Components in the MIRDIAL project
The emitted mid-infrared laser light is generated in an optical parametric oscillator, which is pumped by near-infrared high-energy nanosecond pulses. Using state-of-the-art nonlinear crystals from HC Photonics the mid-infrared laser pulses may be tuned from 2.8 μm to 4.5 μm, enabling us to target a large number of gasses.
Direct detection in the mid-infrared spectral region is notorious for low detection efficiencies and a great deal of detector noise. By using NLIR’s up-conversion based detectors the mid-infrared light is instead converted to the near-infrared spectral region where silicon technology offers both highly efficient and low-noise detection.
Absorption line spectra of molecules in a gaseous environment depend on quantities such as temperature and pressure. With the developed tunable transceiver system we intend to investigate a wide range of molecular absorption lines in the mid-infrared as well as their dependence on changes in the gaseous environment.

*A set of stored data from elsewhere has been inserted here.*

PR #29871, opened 2024-11-10
feat(schema): add snow effect on loading screen in winter

lihbr:
https://github.com/user-attachments/assets/cac06ab3-2490-470f-9b2a-13f3ddbc5318

### 📚 Description

This PR adds a seasonal (temporary) snow effect on Nuxt 3 loading screen. It's just an idea I wanted to play with after a discussion during our last meeting. If we don't like it, we can trash it, or see how to make it better ☺️

I tried to keep the code as minimal as possible. It also respects the user's preferences regarding animations.

For credits, the snow effect is inspired by [Boris Šehovac previous WebGL work on Codepen](https://codepen.io/bsehovac/pen/GPwXxq), but written using the Canvas's 2d context for conciseness here.

### DIFF
--- a/packages/ui-templates/templates/loading/index.html
+++ b/packages/ui-templates/templates/loading/index.html
@@ -189,9 +189,9 @@
       if ([0, 10, 11].includes(new Date().getMonth())) {
         // Create canvas
         const $canvas = document.createElement('canvas')
-        $canvas.classList.add('fixed', 'inset-0', '-z-10', 'pointer-events-none', 'opacity-0', 'transition-opacity', 'duration-[2s]', 'ease-in', 'blur-[4px]')
+        $canvas.style = 'position: fixed; inset: 0; z-index: -10; pointer-events: none; opacity: 0; transition: opacity 2s ease-in; filter: blur(4px);'
         document.body.appendChild($canvas)
-        $canvas.classList.remove('opacity-0')
+        $canvas.style.opacity = 1
 
         // Animation options
         const density = 0.00025
--- a/packages/ui-templates/templates/loading/index.html
+++ b/packages/ui-templates/templates/loading/index.html
@@ -184,5 +184,91 @@
         check()
       }
     </script>
+    <script>
+      // Create canvas
+      const $canvas = document.createElement('canvas')
+      $canvas.classList.add('fixed', 'inset-0', '-z-10', 'pointer-events-none', 'opacity-0', 'transition-opacity', 'duration-[2s]', 'ease-in', 'blur-[4px]')
+      document.body.appendChild($canvas)
+      $canvas.classList.remove('opacity-0')
+
+      // Animation options
+      const density = 0.00025
+      const wind = { current: 0, maxCurrent: 4, force: 0.1, target: 0.1, min: 0.1, max: 0.4, easing: 0.01 }
+      const gravity = 1.25
+
+      // Auto resize canvas
+      let recreateParticles = false
+      function resize() {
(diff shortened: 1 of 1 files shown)


lihbr:
Glad you like it ☺️

I believe it's enough on the loading template, and that having it everywhere would be a bit overkill, at least for now while we experiment with seasonal effects.

If it's something the community likes, maybe we could later on just load instead a hosted script from nuxt.com, this way we can change it/remove it without prompting a package release. This would also allow us to change it more often and let the community contribute to it, a bit like with [Google's doodles](https://doodles.google)

danielroe:
For some reason I'm getting this:

CleanShot 2024-12-03 at 10 07 32@2x

Can investigate more.

lihbr:
I'll investigate and make it Nov - December - January only if that works :)

lihbr:
Just curious what do you run to get the above result? Looks like Tailwind as a whole struggle to load as even the Nuxt logo is not centered 🤔

danielroe:
I ran:

```
pnpm i
pnpm dev:prepare

pnpm nuxi dev test/fixtures/basic
```

and then opened localhost:3000 in the browser.

lihbr:
OK thank you so much! This should be good ☺️

💅 Style fixes
📆 Winter-bound

danielroe (approved):

typed-sigterm:
The first time I felt that not having DST was not a good thing🤔Maybe we can add a button to toggle it manually?
??

lihbr:
Thanks for your feedback @typed-sigterm, you have a toggle animation button at the top right of the loading screen :)

M-GRV:
> Thanks for your feedback @typed-sigterm, you have a toggle animation button at the top right of the loading screen :)

congrats on the merge! I love this!

seanchatmangpt:
How can I disable this? It is making me motion sick. You might want to consider accessibility or a clear way to disable in the future.

atomflunder:
@seanchatmangpt Theres a button on the top right of the loading screen to toggle the effect.  
You only see it when you hover over it.

memochou1993:
Some countries, like Taiwan, don’t use daylight saving time (DST), so the timezone offset stays the same year-round.

😞 

image

danielroe:
Improvements are welcome 🙏

hendriksenremco:
Is there a way to disable this effect?

danielroe:
Yes, as Lucie commented above, there's a link in the top right of the loading screen.

https://volta.net/nuxt/nuxt/pull/29871#comment-4872944

danielroe:
Agreed. As I commented above - improvements are welcome!

hendriksenremco:
> (also, no need to delete your comment!)

Yes, sorry about that. My actions were faster then my mind.

typed-sigterm:
@danielroe I made [this](https://github.com/typed-sigterm/which-hemisphere), perhaps it can help.

finnbuster:
Hello, just reporting from Australia where we don't get snow in winter ;)

danielroe:
@finnbuster it _tries_ to detect hemisphere. is that not working?

finnbuster:
@danielroe it's definitely getting the hemisphere right and is displaying snow in our winter as defined in the code but the thing is that it doesn't snow in most of the souther hemisphere :) https://earthobservatory.nasa.gov/global-maps/MOD10C1_M_SNOW#:~:text=Snow%20and%20ice%20cover%20most,snow%20cover%20almost%20year%20round.

danielroe:
😱

PR #29895, opened 2024-11-12
fix: #29894 addTemplate should consider the entire path

### LINKED ISSUE #29894: addTemplate filter ignoring wrong templates - breaking change from nuxt2
### Environment

- Operating System: Linux
- Node Version:     v22.6.0
- Nuxt Version:     3.14.159
- CLI Version:      3.15.0
- Nitro Version:    2.10.3
- Builder:          -
- User Config:      -
- Runtime Modules:  -
- Build Modules:    -

### Reproduction

https://stackblitz.com/edit/github-uuytf8-be6znm?file=generated%2Fsubfolder%2Findex.js

### Describe the bug

addTemplate function is wrongfully filtering the templates by removing reused filenames, possibly to avoid duplication. In nuxt 2 it worked as intended, you could use the same filename in multiple templates under different subfolders and every file was written under the correct subfolder.

The problem is at @nuxt/kit/index.mjs@addTemplate

Image

I think it would be best to consider the entire dst param if possible, or at least not fail silently because using addTemplate is already hard enough :(

### Additional context

_No response_

### Logs

```shell-script

```

guska8:
### 🔗 Linked issue

resolves #29894

### 📚 Description

When using addTemplate with the same filename but different subfolders only the last template is considered, the ones before it are silently ignored.

It is a breaking change in nuxt 3 from nuxt 2 because on the previous version all files are created as expected.

Feel free to edit or request changes if needed.

-----
<a href="https://stackblitz.com/~/github.com/guska8/nuxt/tree/guska8/issue29894">Review PR in StackBlitz</a> _Submitted with [StackBlitz](https://stackblitz.com/~/github.com/guska8/nuxt/tree/guska8/issue29894)._

## Summary by CodeRabbit

- **Bug Fixes**
	- Improved template management by ensuring that duplicates are identified based on destination paths instead of filenames, enhancing the overall template handling process.

### DIFF
--- a/packages/kit/src/template.ts
+++ b/packages/kit/src/template.ts
@@ -22,9 +22,9 @@ export function addTemplate<T> (_template: NuxtTemplate<T> | string) {
   // Normalize template
   const template = normalizeTemplate(_template)
 
-  // Remove any existing template with the same filename
+  // Remove any existing template with the same destination path
   nuxt.options.build.templates = nuxt.options.build.templates
-    .filter(p => normalizeTemplate(p).filename !== template.filename)
+    .filter(p => normalizeTemplate(p).dst !== template.dst)
 
   // Add to templates array
   nuxt.options.build.templates.push(template)


guska8:
> **Actionable comments posted: 0**
> 
> 🧹 Outside diff range and nitpick comments (1)
> > packages/kit/src/template.ts (1)> `25-27`: **Consider adding documentation and warning for this behavior change.**
> > > While this change restores the expected Nuxt 2 behavior, it modifies how template deduplication works. Consider:
> > > 
> > > 1. Adding documentation about this behavior change
> > > 2. Adding a warning when multiple templates with the same filename are detected, to help users understand why their templates are now being processed differently
> > > 
> > > Here's a suggested enhancement to make the change more transparent:
> > > ```diff
> > >  // Remove any existing template with the same destination path
> > > +const existingTemplate = nuxt.options.build.templates
> > > +  .find(p => normalizeTemplate(p).filename === template.filename && normalizeTemplate(p).dst !== template.dst)
> > > +if (existingTemplate) {
> > > +  console.warn(`Multiple templates with filename "${template.filename}" detected. ` +
> > > +    `Both templates will be processed as they have different destination paths. ` +
> > > +    `This is a change from previous behavior where only the last template would be kept.`)
> > > +}
> > >  nuxt.options.build.templates = nuxt.options.build.templates
> > >    .filter(p => normalizeTemplate(p).dst !== template.dst)
> > > ```
> 
> 📜 Review details

I think the code suggestion from coderabbit is irrelevant because the dst variable already includes the filename.

The part about the warning i don't know how you usually do

danielroe (approved):
This seems good to me - thank you ❤️ 

I think there's some more optimisation we could do here for a future PR. (Do we need to normalise each template at every iteration? 🤔)

PR #30380, opened 2024-12-26
chore: add configuration for JetBrains IDEs

cernymatej:
### 📚 Description
This PR turns on Eslint on by default in JetBrains IDEs and excludes some of the generated directories from being indexed.


danielroe (approved):
❤️

PR #30381, opened 2024-12-26
fix(nuxt): ignore non-reference identifiers when extracting pageMeta

### LINKED ISSUE #30378: Pre-transform error when pinia store used in inline middleware
### Environment

- Operating System: Linux
- Node Version:     v18.20.3
- Nuxt Version:     3.15.0
- CLI Version:      3.17.2
- Nitro Version:    2.10.4
- Builder:          -
- User Config:      default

By integrating the transmitter and receiver into an electronically synchronized system in a common package, the MIRDIAL system will enable in-field monitorization of a variety of greenhouse gasses. Want to know more?
What you need to know
LIDAR is a remote sensing technology and is based on an optical transceiver that both emits optical pulses and detects the backscattered, or reflected, signal. There are many applications of LIDAR, ranging from wind-direction measurements and landscape mapping to steering guidance in self-driving cars. In the MIRDIAL project we use LIDAR in the DIAL configuration for performing range-resolved trace-gas measurements.
Differential absorption LIDAR (DIAL) is a LIDAR configuration which can be used for trace-gas concentration measurements. It works by alternately sending light on and off an absorption line of the trace gas under investigation. The differential on-off return signal may be used to extract spatially resolved concentration maps.
The mid-infrared (MIR) spectral region is often called the spectroscopic fingerprint region. The reason behind this name comes from the fact that various molecules can be identified through their unique absorption spectra in this region. By utilizing a wavelength-tunable LIDAR system in the MIR spectral region, we enable concentration measurements of a large number of important greenhouse gasses.